Data shown »
"""

PR #58, opened 2018-11-23
do not use {S}ource dir as bundle contents dir

ilkondr:
S = ${WORKDIR}/bundle can lead to errors like that:

```
WARNING: dummy-bundle-1.0-r0 do_populate_lic: Could not copy license file .../COPYING: [Errno 2] No such file or directory: '.../dummy-bundle/1.0-r0/bundle/COPYING'
ERROR: dummy-bundle-1.0-r0 do_populate_lic: QA Issue: dummy-bundle: LIC_FILES_CHKSUM points to an invalid file: .../dummy-bundle/1.0-r0/bundle/COPYING [license-checksum]
```

Since bitbake uses S variable as a path to source directory it seems correct to use separate dir for bundle contents.

### DIFF
--- a/classes/bundle.bbclass
+++ b/classes/bundle.bbclass
@@ -90,8 +90,9 @@ python __anonymous() {
             d.appendVarFlag('do_unpack', 'depends', ' ' + image + ':do_deploy')
 }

"""

Aim of the exercise »
Only the lines from the one containing "bundle contents dir" through the end of the records above belong in the output, each exactly as it stands, both ends included.

Response for this exercise »
do not use {S}ource dir as bundle contents dir

ilkondr:
S = ${WORKDIR}/bundle can lead to errors like that:

```
WARNING: dummy-bundle-1.0-r0 do_populate_lic: Could not copy license file .../COPYING: [Errno 2] No such file or directory: '.../dummy-bundle/1.0-r0/bundle/COPYING'
ERROR: dummy-bundle-1.0-r0 do_populate_lic: QA Issue: dummy-bundle: LIC_FILES_CHKSUM points to an invalid file: .../dummy-bundle/1.0-r0/bundle/COPYING [license-checksum]
```

Since bitbake uses S variable as a path to source directory it seems correct to use separate dir for bundle contents.

### DIFF
--- a/classes/bundle.bbclass
+++ b/classes/bundle.bbclass
@@ -90,8 +90,9 @@ python __anonymous() {
             d.appendVarFlag('do_unpack', 'depends', ' ' + image + ':do_deploy')
 }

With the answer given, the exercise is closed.